◆ **Your task**: Beginning at the line that contains "robertknight, line 117: The", return every remaining line of the data below exactly; return nothing before it.

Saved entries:
######

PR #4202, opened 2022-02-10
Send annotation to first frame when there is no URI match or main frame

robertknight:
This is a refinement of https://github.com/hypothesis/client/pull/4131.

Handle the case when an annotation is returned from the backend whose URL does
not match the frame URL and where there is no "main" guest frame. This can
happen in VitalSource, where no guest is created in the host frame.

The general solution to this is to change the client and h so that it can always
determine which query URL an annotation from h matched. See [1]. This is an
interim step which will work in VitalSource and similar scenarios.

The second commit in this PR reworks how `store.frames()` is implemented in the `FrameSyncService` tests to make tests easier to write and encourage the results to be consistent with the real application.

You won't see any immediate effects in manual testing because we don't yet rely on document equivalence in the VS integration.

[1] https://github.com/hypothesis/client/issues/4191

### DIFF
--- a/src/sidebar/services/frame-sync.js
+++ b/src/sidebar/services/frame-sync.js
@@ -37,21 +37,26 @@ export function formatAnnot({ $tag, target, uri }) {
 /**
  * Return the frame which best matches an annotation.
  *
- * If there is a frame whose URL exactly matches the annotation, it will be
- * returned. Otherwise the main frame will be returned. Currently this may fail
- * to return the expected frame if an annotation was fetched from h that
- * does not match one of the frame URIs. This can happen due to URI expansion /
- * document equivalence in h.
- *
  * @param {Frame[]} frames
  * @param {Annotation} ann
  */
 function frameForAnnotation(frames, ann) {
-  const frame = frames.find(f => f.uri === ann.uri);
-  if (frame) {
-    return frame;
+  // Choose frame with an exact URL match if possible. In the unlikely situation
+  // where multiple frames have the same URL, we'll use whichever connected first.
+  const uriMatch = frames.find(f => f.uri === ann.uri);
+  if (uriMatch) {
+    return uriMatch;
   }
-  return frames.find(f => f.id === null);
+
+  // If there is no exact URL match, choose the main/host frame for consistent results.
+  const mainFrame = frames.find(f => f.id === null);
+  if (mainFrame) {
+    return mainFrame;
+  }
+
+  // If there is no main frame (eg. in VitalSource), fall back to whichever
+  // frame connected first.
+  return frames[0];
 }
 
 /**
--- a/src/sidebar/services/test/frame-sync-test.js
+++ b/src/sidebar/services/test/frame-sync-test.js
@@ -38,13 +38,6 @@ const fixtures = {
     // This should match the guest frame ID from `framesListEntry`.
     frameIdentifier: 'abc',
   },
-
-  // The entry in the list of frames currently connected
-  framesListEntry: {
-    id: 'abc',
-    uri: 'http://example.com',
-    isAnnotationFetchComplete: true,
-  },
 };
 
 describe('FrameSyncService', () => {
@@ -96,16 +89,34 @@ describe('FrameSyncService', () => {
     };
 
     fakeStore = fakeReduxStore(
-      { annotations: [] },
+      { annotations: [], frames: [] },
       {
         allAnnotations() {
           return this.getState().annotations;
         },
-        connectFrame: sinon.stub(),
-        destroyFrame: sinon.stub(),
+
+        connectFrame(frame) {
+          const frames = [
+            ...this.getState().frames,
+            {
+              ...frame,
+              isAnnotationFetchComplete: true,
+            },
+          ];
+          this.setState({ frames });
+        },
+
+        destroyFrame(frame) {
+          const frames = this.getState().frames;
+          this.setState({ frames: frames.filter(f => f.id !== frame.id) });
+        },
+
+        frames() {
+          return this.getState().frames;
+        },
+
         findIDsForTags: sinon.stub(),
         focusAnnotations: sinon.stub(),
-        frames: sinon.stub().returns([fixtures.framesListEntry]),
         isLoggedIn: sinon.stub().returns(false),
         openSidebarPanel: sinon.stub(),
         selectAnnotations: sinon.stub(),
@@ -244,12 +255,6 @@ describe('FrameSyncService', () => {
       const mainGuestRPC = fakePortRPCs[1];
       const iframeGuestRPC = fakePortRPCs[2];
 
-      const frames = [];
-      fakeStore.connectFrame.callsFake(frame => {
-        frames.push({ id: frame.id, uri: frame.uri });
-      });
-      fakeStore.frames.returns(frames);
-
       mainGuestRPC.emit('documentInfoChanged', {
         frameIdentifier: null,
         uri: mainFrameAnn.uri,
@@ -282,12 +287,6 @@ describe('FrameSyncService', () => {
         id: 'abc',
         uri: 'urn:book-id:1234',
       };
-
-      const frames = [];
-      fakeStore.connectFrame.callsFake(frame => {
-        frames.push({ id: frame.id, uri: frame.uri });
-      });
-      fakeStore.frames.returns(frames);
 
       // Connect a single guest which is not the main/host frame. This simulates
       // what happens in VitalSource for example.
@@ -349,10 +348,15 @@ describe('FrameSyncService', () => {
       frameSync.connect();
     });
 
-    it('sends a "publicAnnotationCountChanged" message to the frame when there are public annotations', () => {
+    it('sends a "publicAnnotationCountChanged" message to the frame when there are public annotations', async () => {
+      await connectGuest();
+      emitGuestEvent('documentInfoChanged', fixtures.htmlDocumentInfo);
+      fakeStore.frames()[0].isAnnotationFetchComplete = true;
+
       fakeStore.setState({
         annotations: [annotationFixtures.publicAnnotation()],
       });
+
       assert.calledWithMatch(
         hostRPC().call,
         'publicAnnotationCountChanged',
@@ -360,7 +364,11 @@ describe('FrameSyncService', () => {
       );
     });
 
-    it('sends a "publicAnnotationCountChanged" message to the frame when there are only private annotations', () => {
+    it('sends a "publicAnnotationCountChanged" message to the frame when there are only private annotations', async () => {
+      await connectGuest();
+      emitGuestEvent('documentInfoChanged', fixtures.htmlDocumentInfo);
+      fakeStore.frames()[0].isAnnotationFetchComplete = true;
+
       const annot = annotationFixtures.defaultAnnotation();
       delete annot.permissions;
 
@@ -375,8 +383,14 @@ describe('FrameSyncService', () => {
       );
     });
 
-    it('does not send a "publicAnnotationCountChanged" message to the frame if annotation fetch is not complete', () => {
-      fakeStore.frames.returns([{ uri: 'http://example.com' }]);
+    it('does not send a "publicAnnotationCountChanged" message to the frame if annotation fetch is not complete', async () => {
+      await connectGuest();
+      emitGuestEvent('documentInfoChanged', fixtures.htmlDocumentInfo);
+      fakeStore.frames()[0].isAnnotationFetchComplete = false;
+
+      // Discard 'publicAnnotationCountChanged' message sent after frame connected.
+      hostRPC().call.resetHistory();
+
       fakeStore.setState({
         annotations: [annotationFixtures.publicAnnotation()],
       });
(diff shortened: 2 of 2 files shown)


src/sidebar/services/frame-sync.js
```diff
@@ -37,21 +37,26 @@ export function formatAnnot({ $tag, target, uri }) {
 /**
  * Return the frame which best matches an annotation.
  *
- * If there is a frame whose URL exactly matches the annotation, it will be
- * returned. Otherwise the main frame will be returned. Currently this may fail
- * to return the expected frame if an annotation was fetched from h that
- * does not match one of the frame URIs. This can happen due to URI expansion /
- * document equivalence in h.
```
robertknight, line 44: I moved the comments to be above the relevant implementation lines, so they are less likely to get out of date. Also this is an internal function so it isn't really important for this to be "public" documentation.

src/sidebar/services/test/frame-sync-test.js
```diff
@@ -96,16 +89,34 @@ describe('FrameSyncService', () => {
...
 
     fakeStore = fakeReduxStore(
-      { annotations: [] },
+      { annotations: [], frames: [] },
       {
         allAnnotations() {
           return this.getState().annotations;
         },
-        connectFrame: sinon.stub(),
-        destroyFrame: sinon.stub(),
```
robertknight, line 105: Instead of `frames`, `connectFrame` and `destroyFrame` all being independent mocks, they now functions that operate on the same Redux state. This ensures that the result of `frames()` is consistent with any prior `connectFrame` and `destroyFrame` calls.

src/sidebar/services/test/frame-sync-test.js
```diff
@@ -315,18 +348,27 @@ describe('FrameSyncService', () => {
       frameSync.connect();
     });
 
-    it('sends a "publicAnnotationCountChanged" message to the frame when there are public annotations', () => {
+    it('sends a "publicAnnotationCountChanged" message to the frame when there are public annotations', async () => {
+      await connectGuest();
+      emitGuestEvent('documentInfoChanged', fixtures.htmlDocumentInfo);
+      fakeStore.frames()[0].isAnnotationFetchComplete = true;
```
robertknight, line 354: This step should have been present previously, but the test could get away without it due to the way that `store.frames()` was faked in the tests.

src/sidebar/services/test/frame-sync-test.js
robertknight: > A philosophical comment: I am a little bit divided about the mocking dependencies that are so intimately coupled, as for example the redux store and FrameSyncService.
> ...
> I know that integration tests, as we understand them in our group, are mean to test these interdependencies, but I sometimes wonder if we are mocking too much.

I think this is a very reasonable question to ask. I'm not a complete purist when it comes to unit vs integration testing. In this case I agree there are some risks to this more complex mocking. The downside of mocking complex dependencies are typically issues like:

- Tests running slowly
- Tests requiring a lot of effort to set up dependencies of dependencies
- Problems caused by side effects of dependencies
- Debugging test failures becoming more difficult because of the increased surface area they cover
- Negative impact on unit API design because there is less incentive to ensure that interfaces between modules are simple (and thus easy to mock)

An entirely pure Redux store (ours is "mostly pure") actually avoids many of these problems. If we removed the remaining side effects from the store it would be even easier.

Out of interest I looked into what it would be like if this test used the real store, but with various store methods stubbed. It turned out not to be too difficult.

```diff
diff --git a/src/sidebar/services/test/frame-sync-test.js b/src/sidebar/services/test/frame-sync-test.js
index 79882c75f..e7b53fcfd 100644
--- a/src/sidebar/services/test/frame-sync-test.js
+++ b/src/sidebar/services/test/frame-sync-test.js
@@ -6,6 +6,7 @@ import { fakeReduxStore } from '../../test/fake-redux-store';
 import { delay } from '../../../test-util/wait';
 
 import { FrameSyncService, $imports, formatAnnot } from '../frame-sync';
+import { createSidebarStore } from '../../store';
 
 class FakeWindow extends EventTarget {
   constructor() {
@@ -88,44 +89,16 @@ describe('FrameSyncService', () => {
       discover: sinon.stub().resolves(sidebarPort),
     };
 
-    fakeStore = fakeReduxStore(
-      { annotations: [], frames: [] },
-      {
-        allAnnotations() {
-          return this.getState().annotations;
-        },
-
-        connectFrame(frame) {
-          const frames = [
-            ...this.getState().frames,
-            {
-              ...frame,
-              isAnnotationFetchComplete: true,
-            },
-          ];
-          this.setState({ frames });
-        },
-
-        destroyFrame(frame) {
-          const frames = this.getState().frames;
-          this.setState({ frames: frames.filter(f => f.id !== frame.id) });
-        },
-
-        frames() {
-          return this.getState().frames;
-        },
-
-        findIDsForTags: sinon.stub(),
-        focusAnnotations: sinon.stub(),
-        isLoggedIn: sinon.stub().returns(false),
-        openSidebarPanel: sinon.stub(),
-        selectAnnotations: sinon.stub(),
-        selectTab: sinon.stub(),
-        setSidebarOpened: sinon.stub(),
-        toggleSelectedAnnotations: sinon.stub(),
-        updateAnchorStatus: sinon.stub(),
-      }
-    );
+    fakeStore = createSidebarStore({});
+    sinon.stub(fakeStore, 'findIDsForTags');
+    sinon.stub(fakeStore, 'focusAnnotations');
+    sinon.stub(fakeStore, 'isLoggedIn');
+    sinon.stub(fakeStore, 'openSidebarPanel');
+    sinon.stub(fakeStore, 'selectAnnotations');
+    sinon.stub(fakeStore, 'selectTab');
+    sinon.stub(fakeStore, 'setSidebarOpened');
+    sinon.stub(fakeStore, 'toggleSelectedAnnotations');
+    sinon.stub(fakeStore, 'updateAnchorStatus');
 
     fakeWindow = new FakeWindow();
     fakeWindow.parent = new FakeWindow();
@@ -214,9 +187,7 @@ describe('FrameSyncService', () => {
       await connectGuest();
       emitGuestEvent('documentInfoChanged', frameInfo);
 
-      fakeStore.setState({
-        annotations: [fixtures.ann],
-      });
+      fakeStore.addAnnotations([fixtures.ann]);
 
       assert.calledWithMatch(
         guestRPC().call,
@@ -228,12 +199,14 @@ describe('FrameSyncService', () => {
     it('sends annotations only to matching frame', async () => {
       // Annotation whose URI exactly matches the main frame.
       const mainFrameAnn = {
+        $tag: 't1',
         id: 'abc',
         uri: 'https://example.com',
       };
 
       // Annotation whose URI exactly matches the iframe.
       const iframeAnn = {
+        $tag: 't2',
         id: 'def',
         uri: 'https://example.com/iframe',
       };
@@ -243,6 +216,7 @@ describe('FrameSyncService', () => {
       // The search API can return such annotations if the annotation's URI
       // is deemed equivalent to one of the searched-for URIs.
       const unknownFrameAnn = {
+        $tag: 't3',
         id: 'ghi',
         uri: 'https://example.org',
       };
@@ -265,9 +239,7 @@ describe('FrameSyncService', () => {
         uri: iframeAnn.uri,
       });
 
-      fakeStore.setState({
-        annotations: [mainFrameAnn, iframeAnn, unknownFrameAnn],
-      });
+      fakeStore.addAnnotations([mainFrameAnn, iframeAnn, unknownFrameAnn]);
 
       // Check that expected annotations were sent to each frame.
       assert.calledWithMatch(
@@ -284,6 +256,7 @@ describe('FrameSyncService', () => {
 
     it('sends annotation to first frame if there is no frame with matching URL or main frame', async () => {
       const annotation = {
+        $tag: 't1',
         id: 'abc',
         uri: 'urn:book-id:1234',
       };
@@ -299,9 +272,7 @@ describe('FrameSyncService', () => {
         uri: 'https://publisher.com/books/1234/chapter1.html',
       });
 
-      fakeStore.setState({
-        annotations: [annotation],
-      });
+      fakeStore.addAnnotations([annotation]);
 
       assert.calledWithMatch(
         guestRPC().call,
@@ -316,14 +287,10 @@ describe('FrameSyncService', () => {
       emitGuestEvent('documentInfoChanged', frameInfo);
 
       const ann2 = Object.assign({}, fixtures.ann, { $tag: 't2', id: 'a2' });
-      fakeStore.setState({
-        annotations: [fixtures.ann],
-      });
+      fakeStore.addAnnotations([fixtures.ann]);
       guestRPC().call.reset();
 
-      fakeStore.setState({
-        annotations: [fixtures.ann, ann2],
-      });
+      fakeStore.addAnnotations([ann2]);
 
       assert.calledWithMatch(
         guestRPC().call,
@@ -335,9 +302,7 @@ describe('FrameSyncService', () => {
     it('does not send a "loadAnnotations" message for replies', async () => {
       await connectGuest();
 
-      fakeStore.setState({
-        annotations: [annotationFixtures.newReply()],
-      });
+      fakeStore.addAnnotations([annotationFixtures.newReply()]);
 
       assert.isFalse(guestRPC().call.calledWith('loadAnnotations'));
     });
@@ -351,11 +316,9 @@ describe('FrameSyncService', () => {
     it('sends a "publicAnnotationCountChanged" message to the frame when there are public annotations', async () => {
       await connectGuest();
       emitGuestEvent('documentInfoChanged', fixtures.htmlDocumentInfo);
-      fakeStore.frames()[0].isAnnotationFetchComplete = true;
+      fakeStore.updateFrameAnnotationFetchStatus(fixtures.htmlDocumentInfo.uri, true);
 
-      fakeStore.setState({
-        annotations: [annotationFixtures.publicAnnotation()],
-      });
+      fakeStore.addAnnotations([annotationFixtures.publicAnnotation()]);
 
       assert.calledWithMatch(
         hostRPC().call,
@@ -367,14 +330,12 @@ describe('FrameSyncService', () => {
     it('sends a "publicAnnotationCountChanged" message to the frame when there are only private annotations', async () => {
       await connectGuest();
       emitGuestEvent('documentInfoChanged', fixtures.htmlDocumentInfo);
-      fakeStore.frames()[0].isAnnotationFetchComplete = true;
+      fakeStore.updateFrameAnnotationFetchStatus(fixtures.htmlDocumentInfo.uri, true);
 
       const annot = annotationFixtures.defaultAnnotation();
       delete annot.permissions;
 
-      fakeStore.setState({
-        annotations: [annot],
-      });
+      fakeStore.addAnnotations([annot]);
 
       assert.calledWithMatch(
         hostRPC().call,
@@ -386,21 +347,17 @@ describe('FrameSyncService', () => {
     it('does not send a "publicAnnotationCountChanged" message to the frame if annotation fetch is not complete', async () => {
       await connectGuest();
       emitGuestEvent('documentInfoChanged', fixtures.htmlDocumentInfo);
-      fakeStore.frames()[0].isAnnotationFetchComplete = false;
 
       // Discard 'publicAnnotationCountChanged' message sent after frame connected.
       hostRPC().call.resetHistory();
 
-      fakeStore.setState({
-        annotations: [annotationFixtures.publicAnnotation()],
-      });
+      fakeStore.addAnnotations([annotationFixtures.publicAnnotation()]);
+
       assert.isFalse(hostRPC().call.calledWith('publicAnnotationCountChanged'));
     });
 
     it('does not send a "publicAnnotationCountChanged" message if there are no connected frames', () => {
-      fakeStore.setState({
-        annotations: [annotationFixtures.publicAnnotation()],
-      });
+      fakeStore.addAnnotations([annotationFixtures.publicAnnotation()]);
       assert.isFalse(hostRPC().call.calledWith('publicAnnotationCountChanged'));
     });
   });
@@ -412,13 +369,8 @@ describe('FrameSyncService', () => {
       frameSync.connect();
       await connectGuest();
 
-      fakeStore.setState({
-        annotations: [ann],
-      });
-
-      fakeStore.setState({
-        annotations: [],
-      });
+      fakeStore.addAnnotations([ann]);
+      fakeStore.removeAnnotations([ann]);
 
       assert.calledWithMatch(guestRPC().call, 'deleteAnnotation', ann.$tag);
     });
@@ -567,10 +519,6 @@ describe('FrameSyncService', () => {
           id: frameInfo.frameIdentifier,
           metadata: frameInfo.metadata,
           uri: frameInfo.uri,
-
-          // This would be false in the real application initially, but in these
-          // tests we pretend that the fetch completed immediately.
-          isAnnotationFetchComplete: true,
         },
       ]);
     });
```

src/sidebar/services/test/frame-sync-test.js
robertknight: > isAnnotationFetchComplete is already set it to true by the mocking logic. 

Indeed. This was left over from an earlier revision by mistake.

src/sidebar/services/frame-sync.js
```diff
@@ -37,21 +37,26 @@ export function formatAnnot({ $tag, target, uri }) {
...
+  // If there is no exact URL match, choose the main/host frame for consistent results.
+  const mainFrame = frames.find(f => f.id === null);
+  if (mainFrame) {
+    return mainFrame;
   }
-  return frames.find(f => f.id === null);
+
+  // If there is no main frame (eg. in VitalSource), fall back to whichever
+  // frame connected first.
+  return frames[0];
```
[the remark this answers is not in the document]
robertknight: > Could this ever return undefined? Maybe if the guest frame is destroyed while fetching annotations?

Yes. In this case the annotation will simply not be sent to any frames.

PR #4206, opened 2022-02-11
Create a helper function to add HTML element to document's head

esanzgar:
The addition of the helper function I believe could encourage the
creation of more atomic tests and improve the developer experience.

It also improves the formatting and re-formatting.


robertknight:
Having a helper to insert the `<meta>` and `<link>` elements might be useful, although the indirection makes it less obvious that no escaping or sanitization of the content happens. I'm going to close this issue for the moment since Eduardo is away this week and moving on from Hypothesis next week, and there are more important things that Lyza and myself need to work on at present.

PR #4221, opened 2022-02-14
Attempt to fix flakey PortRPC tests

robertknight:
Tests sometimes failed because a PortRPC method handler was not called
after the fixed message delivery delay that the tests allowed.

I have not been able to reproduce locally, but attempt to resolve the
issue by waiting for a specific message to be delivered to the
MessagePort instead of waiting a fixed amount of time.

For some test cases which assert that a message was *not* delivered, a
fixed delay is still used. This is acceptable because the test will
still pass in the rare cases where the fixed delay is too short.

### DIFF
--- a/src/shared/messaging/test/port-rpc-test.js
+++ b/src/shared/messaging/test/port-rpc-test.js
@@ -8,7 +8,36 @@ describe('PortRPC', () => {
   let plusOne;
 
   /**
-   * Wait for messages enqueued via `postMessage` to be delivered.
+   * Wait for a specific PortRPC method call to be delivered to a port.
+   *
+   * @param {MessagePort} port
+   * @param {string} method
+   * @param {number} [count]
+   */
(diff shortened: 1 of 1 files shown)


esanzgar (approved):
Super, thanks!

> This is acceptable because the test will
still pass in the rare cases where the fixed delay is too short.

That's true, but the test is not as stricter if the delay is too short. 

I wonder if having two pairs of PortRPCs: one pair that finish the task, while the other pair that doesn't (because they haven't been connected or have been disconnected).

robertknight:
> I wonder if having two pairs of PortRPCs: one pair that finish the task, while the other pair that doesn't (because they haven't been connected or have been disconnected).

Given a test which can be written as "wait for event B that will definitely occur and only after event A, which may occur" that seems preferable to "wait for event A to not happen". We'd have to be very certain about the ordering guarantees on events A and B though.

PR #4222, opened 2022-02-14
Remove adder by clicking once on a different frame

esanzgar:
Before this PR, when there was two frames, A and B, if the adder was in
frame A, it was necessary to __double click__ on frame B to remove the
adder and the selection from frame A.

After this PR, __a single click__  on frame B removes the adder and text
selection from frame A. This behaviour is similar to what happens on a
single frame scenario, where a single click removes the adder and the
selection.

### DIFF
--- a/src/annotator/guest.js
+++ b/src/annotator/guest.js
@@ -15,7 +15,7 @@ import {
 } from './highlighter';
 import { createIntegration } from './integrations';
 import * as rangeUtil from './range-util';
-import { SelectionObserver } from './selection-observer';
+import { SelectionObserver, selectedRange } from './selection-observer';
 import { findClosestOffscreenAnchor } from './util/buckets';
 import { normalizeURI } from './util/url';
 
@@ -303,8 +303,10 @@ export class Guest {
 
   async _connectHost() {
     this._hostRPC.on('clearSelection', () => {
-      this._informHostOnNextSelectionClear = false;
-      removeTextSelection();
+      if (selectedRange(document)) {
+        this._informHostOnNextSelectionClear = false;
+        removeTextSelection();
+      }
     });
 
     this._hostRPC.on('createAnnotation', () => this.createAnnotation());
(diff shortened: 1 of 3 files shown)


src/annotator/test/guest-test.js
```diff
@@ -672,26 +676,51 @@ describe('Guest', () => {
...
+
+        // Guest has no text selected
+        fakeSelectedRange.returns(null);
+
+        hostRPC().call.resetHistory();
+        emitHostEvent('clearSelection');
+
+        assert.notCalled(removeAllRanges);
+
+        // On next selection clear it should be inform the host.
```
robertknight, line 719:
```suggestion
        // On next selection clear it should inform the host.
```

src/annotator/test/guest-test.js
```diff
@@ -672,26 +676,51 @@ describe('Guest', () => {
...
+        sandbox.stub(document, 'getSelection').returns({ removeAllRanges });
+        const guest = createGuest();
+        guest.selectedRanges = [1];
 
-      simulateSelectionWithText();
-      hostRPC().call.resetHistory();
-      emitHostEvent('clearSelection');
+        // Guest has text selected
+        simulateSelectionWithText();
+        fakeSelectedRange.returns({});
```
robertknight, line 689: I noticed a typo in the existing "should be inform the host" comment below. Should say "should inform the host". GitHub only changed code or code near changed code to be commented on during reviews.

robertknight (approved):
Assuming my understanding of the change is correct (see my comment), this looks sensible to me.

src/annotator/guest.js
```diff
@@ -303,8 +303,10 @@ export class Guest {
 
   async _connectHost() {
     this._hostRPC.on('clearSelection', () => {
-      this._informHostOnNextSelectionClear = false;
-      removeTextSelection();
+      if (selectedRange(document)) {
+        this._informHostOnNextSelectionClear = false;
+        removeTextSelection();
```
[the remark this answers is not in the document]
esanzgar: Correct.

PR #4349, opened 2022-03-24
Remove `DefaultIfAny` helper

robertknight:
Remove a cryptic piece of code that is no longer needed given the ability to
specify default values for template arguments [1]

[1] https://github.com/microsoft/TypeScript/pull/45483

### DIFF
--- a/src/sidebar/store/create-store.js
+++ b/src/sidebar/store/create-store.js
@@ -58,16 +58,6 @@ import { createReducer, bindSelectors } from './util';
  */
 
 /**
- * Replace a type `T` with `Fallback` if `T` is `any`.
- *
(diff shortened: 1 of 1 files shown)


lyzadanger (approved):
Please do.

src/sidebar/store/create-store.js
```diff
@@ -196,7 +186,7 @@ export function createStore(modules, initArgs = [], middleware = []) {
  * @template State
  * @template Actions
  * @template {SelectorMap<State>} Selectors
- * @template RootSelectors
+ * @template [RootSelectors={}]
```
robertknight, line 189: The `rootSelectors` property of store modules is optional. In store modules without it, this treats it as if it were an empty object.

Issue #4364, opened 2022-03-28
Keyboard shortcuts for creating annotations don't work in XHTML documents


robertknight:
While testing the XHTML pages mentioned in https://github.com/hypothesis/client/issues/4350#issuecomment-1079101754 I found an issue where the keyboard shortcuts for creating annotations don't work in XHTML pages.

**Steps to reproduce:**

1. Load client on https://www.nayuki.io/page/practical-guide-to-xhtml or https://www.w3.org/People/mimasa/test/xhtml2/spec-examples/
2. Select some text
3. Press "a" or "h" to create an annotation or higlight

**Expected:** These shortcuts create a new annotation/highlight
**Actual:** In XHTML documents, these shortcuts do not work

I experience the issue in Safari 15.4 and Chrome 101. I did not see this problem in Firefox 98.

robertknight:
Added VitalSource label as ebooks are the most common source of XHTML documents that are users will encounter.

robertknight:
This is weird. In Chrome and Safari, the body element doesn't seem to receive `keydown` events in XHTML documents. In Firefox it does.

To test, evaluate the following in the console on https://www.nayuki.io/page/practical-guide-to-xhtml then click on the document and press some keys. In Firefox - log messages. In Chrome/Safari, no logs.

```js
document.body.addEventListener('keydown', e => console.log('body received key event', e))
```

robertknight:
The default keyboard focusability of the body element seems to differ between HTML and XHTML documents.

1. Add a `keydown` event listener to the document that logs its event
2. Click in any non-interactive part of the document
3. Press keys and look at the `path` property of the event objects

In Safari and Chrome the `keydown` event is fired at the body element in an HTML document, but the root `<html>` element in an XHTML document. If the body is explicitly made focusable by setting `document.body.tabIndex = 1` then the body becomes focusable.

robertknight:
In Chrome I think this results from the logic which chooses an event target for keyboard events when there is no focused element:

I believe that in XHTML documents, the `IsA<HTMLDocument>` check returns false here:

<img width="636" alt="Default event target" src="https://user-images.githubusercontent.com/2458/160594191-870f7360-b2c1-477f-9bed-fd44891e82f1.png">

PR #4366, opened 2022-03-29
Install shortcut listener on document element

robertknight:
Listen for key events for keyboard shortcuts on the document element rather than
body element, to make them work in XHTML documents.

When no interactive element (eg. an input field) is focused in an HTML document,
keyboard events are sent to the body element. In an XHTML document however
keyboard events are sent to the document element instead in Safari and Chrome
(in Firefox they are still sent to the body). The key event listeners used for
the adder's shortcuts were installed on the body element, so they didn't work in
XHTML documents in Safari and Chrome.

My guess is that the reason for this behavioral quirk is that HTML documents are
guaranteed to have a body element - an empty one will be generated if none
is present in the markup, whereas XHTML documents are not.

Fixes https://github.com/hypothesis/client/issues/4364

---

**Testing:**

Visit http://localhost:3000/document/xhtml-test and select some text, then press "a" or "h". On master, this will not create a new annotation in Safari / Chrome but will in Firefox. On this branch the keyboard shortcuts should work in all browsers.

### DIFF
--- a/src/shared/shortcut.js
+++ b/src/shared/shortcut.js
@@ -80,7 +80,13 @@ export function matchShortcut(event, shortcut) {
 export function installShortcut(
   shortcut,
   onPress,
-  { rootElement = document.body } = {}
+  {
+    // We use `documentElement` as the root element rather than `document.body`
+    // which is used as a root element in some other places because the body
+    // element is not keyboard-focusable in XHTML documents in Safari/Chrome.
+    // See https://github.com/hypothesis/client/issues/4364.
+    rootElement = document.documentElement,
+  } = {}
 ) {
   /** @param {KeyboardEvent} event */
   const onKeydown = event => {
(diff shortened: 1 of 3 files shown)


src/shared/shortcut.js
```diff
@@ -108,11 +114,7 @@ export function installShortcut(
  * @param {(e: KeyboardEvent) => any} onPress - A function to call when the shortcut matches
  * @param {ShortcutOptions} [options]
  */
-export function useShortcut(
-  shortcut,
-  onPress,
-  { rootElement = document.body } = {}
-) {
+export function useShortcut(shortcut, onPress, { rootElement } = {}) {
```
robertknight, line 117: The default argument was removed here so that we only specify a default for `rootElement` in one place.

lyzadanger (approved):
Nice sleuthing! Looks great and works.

######

◆ **Written solution**:
robertknight, line 117: The default argument was removed here so that we only specify a default for `rootElement` in one place.

lyzadanger (approved):
Nice sleuthing! Looks great and works.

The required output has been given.